1.9.3S
CELL-TO-CELL AND INTRACELLULAR SIGNALLING MECHANISMS PROGRAMMING THE MULTIPLEX PHENYLPROPANOID DEFENCE RESPONSES IN SOYABEAN

TL GRAHAM and MY GRAHAM

Department of Plant Pathology, Ohio State University, Columbus, OH 43210, USA

Background and objectives
The incompatible interaction between soyabean and Phytophthora sojae leads to the highly programmed spatial and temporal deployment of defence responses, including the hypersensitive death (HR) of cells in immediate contact with the pathogen and sharply distinct reactions of cells proximal and distal to the HR. Proximal cell responses include the release of the isoflavones daidzein and genistein from pre-formed conjugates, phenolic polymer deposition, and glyceollin accumulation. The distal cell response is a massive build-up of isoflavone conjugates which enhances defence potential of these cells. We are studying the signals from the pathogen and environment which trigger or condition these responses, the host intercellular signalling which coordinately progams the different cell responses, and the signal transduction processes that mediate responses within specific cells [1]. In wounded tissues, the glucan elicitor from P. sojae triggers the proximal and distal cell responses in the same temporal and spatial manner as seen in infected tissues, providing an excellent signal-response system to examine the full range of these phenomena. These studies led to the critical finding that wounding mimics HR cell death and that cell death program causes surrounding cells to activate proximal cell responses, a phenomenon we call elicitation competency [2]. In the absence of HR cell death or wounding, only the distal cell response to the elicitor occurs. Proximal cell competency is an induced and transient cellular state, which is optimal at 2-6 h after wounding. This transiency may explain the sharp delineation of the proximal cell zone. Wound and HR extracts contain two separable activities, CF-1 and CF-2, which differentially program the phenolic polymer and glyceollin proximal responses, respectively.

Results and conclusions
Reduced glutathione, which can also establish the CF-1 state, leads to the release from soyabean cells of the endogenous CF-1 protein, which is currently being characterized. On the other hand, CF-2 is highly unstable to fractionation. Recent results have established the following for the CF-2 state. Extracellular tetrazolium redox dyes of low potential can clamp unwounded soyabean cells into the CF-2 state. The target of the dyes appears to be a plasma membrane-associated peroxidase functioning as an NADH oxidase (Nox II). The sustained reduction of these dyes by Nox II is accompanied by a sustained alkalinization of the apoplast. These linked redox/ion flux responses, which are reminiscent of the corresponding determinative phases of HR cell death, both occur over a time frame consistent with their role in the establishment of competency. Orthovanadate and nigericin, which lead to a similar sustained alkalinization, can likewise artificially trigger CF-2 competency in unwounded cells. Results with wounded, elicitor-treated cells suggest that, in vivo, Nox II is dramatically and specifically activated by the isoflavone genistein, which is released from pre-formed extracellular conjugates through the action of a 7-O-isoflavone-specific extracellular glucosidase. In addition, a distinct ser/thr protein phosphorylation event is required for the establishment of competency.

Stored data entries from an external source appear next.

Issue #6849, opened 2023-03-15
Symbol#name fails with "method name does not exist"


andyw8:
#### Input

[→ View on sorbet.run](https://sorbet.run/#%23%20typed%3A%20true%0Aextend%20T%3A%3ASig%0A%0A%3Afoo.name)

```ruby
# typed: true
extend T::Sig

:foo.name
```

#### Observed output

```
editor.rb:4: Method name does not exist on Symbol component of Symbol(:foo) https://srb.help/7003
     4 |:foo.name
             ^^^^
  Got Symbol(:foo) originating from:
    editor.rb:4:
     4 |:foo.name
        ^^^^
Errors: 1
```

#### Expected behavior

It should return `foo`:
https://www.bigbinary.com/blog/ruby-3-adds-symbol-name

PR #6852, opened 2023-03-16
Add signature for Symbol#name

andyw8:
### Motivation

Closes https://github.com/sorbet/sorbet/issues/6849

Note: This method is available only in Ruby 3.0 or higher.

### Test plan

I don't believe a test is necessary for this change.

### DIFF
--- a/rbi/core/symbol.rbi
+++ b/rbi/core/symbol.rbi
@@ -233,6 +233,10 @@ class Symbol < Object
   end
   def match?(*args); end
 
+  # Returns the name or string corresponding to *sym*. Unlike `to_s`, the returned string is frozen.
+  sig {returns(String)}
+  def name(); end
+
   # Same as `sym.to_s.succ.intern`.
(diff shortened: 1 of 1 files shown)


rbi/core/symbol.rbi
```diff
@@ -318,4 +318,8 @@ class Symbol < Object
   # an object. As *sym* is already a symbol, `self` is returned in this case.
   sig {returns(T.self_type)}
   def to_sym(); end
+
+  # Returns the name or string corresponding to *sym*. Unlike `to_s`, the returned string is frozen.
```
andyw8, line 322: I manually copied this over from the Ruby 3 docs, is there a better approach I should use?

froydnj:

→ https://go/builds/bui_NXkc5F0vqrYmzP
→ https://go/builds/bui_NXkcichBaxwj2Z

froydnj (approved):
Thanks!

PR #6859, opened 2023-03-17
Release memory after deduping

jez:
### Motivation

We call `sortAndDedupe` to shrink the `nameHashes` field of `UsageHash`.
(This structure is used to remember the names of symbols that a file might
use, so we know which downstream files might need to be retypechecked.)

This was causing all `FileHash`'s in Stripe's codebase to take up about 6x
the space that it needed to. After shrinking, Sorbet uses about 1/6th the
memory to store all `FileHash` objects.

Note that this cost was only paid for cold-cache runs of LSP. Warm cache
runs of LSP would read file hashes from the cache, which would not have
serialized the unused capacity in these vectors.

So while this is definitely an improvement, it's not an improvement that
applies to 100% of LSP initializations. (But it does reduce the worst
case.)

### Test plan

For correctness: existing tests

To check memory reduction: I have a WIP branch, based on top of #6827, which
adds a _lot_ of writes to the trace file. It also adds another metric for
`current_rss`. This lets me see correlate the current RSS with given phases of
Sorbet. I can see that the current and max RSS values drop by the expected
amount for cold-cache LSP initialization requests.

### DIFF
--- a/core/FileHash.cc
+++ b/core/FileHash.cc
@@ -85,6 +85,7 @@ WithoutUniqueNameHash::WithoutUniqueNameHash(const GlobalState &gs, NameRef nm)
 void WithoutUniqueNameHash::sortAndDedupe(std::vector<core::WithoutUniqueNameHash> &hashes) {
     fast_sort(hashes);
     hashes.resize(std::distance(hashes.begin(), std::unique(hashes.begin(), hashes.end())));
+    hashes.shrink_to_fit();
 }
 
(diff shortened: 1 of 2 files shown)


froydnj:
Is it possible that we could be more clever and use less memory along the way, rather than just at the end?

jez:
> Is it possible that we could be more clever and use less memory along the way, rather than just at the end?

I plan to check this in a future change. For now, I want to lock this in.

iz-stripe (approved):

ilyailya (approved):

PR #6865, opened 2023-03-20
Fix Pathname#binread return type

dduugg:
### Motivation

`Pathname#binread` is `nil` when the file is empty, or when the offset exceeds the length of the file

### DIFF
--- a/rbi/stdlib/pathname.rbi
+++ b/rbi/stdlib/pathname.rbi
@@ -414,7 +414,7 @@ class Pathname < Object
         length: Integer,
         offset: Integer,
     )
-    .returns(String)
+    .returns(T.nilable(String))
   end
   def binread(length=T.unsafe(nil), offset=T.unsafe(nil)); end
 


jez:
This causes no problems for Stripe's codebase, likely because we're not using `Pathname#binread`, so I'll merge for now.

That being said, I notice some potentially lurking problems:

- `Pathname#binread` is implemented by simply calling `File.binread(...)` on this path name. But Sorbet's definition for neither `File.binread` nor `IO.binread` mention that the return value might be `nil`.
- You mention some conditions for when this method returns `nil`:
  - I can't reproduce the "when the file is empty" case. For me, an empty file returns `""` not `nil`.
  - For the `offset` case, we may want to overload this signature to reflect that if you do not pass an offset parameter, that the result cannot be `nil` (if that truly is the case).

In any case, I can reproduce that this method sometimes returns `nil`, so I'm fine simply merging this change as is and fixing forward for those other problems as desired.

jez:
Right, like you mention when you pass a specific offset, it returns `nil`. But if the file was empty and you omit the parameter, it will be empty string:

```
❯ touch empty.txt

❯ ruby -e 'p(File.binread("empty.txt"))'
""

❯ ruby -e 'require "pathname"; p(Pathname("empty.txt").binread)'
""
```

So I was pointing out that if there are certain situations where we can know that Ruby will not return `nil` (like maybe: when no offset has been passed), it would be nice to have the signature reflect the non-`nil` result.

dduugg:
Ah, that makes sense. Now that I think about the former is more just a special case of the latter as I phrased things.

PR #6867, opened 2023-03-20
remove the `Enumerable` sig from `Array#+`

froydnj:
### Motivation

`Array#+`, at least in Ruby 2.7, requires its arg to be an array.  Even if it does permit the more general form in Ruby (we'd have to check), the `Enumerable` sig should come second as the more general case.

### Test plan

See included automated tests.


froydnj:
I am dumb, because I missed the implicit `to_ary` conversion in `rb_ary_plus`.  Silly implicit conversions.

PR #6870, opened 2023-03-21
Fix failing MethodPatch tests

bitwise-aiden:
### Motivation
Since Ruby 3.2 `MethodPatchesTest` fails because it tries to use `prepend` inside a `refine` block. 
```
TypeError: Refinement#prepend has been removed
/home/spin/src/github.com/Shopify/sorbet/gems/sorbet-runtime/test/types/method_patches.rb:8:in `prepend'
/home/spin/src/github.com/Shopify/sorbet/gems/sorbet-runtime/test/types/method_patches.rb:8:in `block in <module:MethodRefinement>'
/home/spin/src/github.com/Shopify/sorbet/gems/sorbet-runtime/test/types/method_patches.rb:7:in `refine'
/home/spin/src/github.com/Shopify/sorbet/gems/sorbet-runtime/test/types/method_patches.rb:7:in `<module:MethodRefinement>'
/home/spin/src/github.com/Shopify/sorbet/gems/sorbet-runtime/test/types/method_patches.rb:6:in `<class:MethodPatchesTest>'
/home/spin/src/github.com/Shopify/sorbet/gems/sorbet-runtime/test/types/method_patches.rb:5:in `<module:Test>'
/home/spin/src/github.com/Shopify/sorbet/gems/sorbet-runtime/test/types/method_patches.rb:4:in `<top (required)>'
/home/spin/src/github.com/Shopify/sorbet/gems/sorbet-runtime/Rakefile:16:in `require'
/home/spin/src/github.com/Shopify/sorbet/gems/sorbet-runtime/Rakefile:16:in `each'
/home/spin/src/github.com/Shopify/sorbet/gems/sorbet-runtime/Rakefile:16:in `require_tests'
/home/spin/src/github.com/Shopify/sorbet/gems/sorbet-runtime/Rakefile:20:in `block in <top (required)>'
/opt/rubies/3.2.0/bin/bundle:25:in `load'
/opt/rubies/3.2.0/bin/bundle:25:in `<main>'
```

Thanks to an investigation by @paracycle, I've updated the test to use an approach that replaces the prepend with a method that works for pre and post 3.2.

### Test plan

See included automated tests.

### DIFF
--- a/gems/sorbet-runtime/test/types/method_patches.rb
+++ b/gems/sorbet-runtime/test/types/method_patches.rb
@@ -5,7 +5,7 @@ module Opus::Types::Test
   class MethodPatchesTest < Critic::Unit::UnitTest
     module MethodRefinement
       refine Method do
-        T::CompatibilityPatches::MethodExtensions.each do |method|
+        T::CompatibilityPatches::MethodExtensions.instance_methods(false).each do |method|
           define_method(
             method,
             T::CompatibilityPatches::MethodExtensions.instance_method(method),
--- a/gems/sorbet-runtime/test/types/method_patches.rb
+++ b/gems/sorbet-runtime/test/types/method_patches.rb
@@ -5,7 +5,12 @@ module Opus::Types::Test
   class MethodPatchesTest < Critic::Unit::UnitTest
     module MethodRefinement
       refine Method do
-        prepend(T::CompatibilityPatches::MethodExtensions)
+        T::CompatibilityPatches::MethodExtensions.each do |method|
+          define_method(
+            method,
+            T::CompatibilityPatches::MethodExtensions.instance_method(method),
+          )
+        end
       end
     end
 


gems/sorbet-runtime/test/types/method_patches.rb
```diff
@@ -5,7 +5,11 @@ module Opus::Types::Test
   class MethodPatchesTest < Critic::Unit::UnitTest
     module MethodRefinement
       refine Method do
-        prepend(T::CompatibilityPatches::MethodExtensions)
+        if respond_to?(:refined_class)
+          refined_class.prepend(T::CompatibilityPatches::MethodExtensions)
```
paracycle, line 9: I don't think this will work the way you expect it to. The point of this being a refinement was so that it would not change the behaviour of `Method` when the refinement was not activated.

However, if the `prepend` is done against the refined class, then that will change the behaviour of that class for the rest of the test suite.

This needs a different approach.

paracycle (changes requested):

gems/sorbet-runtime/test/types/method_patches.rb
```diff
@@ -5,7 +5,11 @@ module Opus::Types::Test
   class MethodPatchesTest < Critic::Unit::UnitTest
     module MethodRefinement
       refine Method do
-        prepend(T::CompatibilityPatches::MethodExtensions)
+        T::CompatibilityPatches::MethodExtensions.each do |method|
+          define_method(
+            method,
+            T::CompatibilityPatches::MethodExtensions.instance_method(method),
+          )
```
paracycle, line 12: This is missing an `end` for the `define_method` block.

gems/sorbet-runtime/test/types/method_patches.rb
```diff
@@ -5,7 +5,12 @@ module Opus::Types::Test
   class MethodPatchesTest < Critic::Unit::UnitTest
     module MethodRefinement
       refine Method do
-        prepend(T::CompatibilityPatches::MethodExtensions)
+        T::CompatibilityPatches::MethodExtensions.each do |method|
```
paracycle, line 8: I am not sure what's happened here. I think you mean to iterate over the instance methods of the module, right?
```suggestion
        T::CompatibilityPatches::MethodExtensions.instance_methods(false).each do |method|
```

paracycle (approved):

ilyailya (approved):

PR #6871, opened 2023-03-21
Sprinkle some const in some places

jez:
### Motivation

I was suspicious of whether the act of caching these files was mutating
them. It doesn't seem to be the case.

### Test plan

See included automated tests.


froydnj (approved):
Nice!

In conclusion, we hypothesize that CF-2 proximal cell competency may be established in association with the second, sustained, oxidative phase of HR cell death (2-6 h) and is mediated by a signal transduction cascade initiated by the activation of Nox II. Activation of Nox II by genistein is also accompanied by the generation and dismutation of superoxide to hydrogen peroxide, which may in turn be consumed in phenolic polymer accumulation, the other major proximal cell reaction.

References
1. Graham TL, Graham MY, 1996. Plant Physiology 110, 1123-1133.
2. Graham MY, Graham TL, 1994. Plant Physiology 105, 571-578.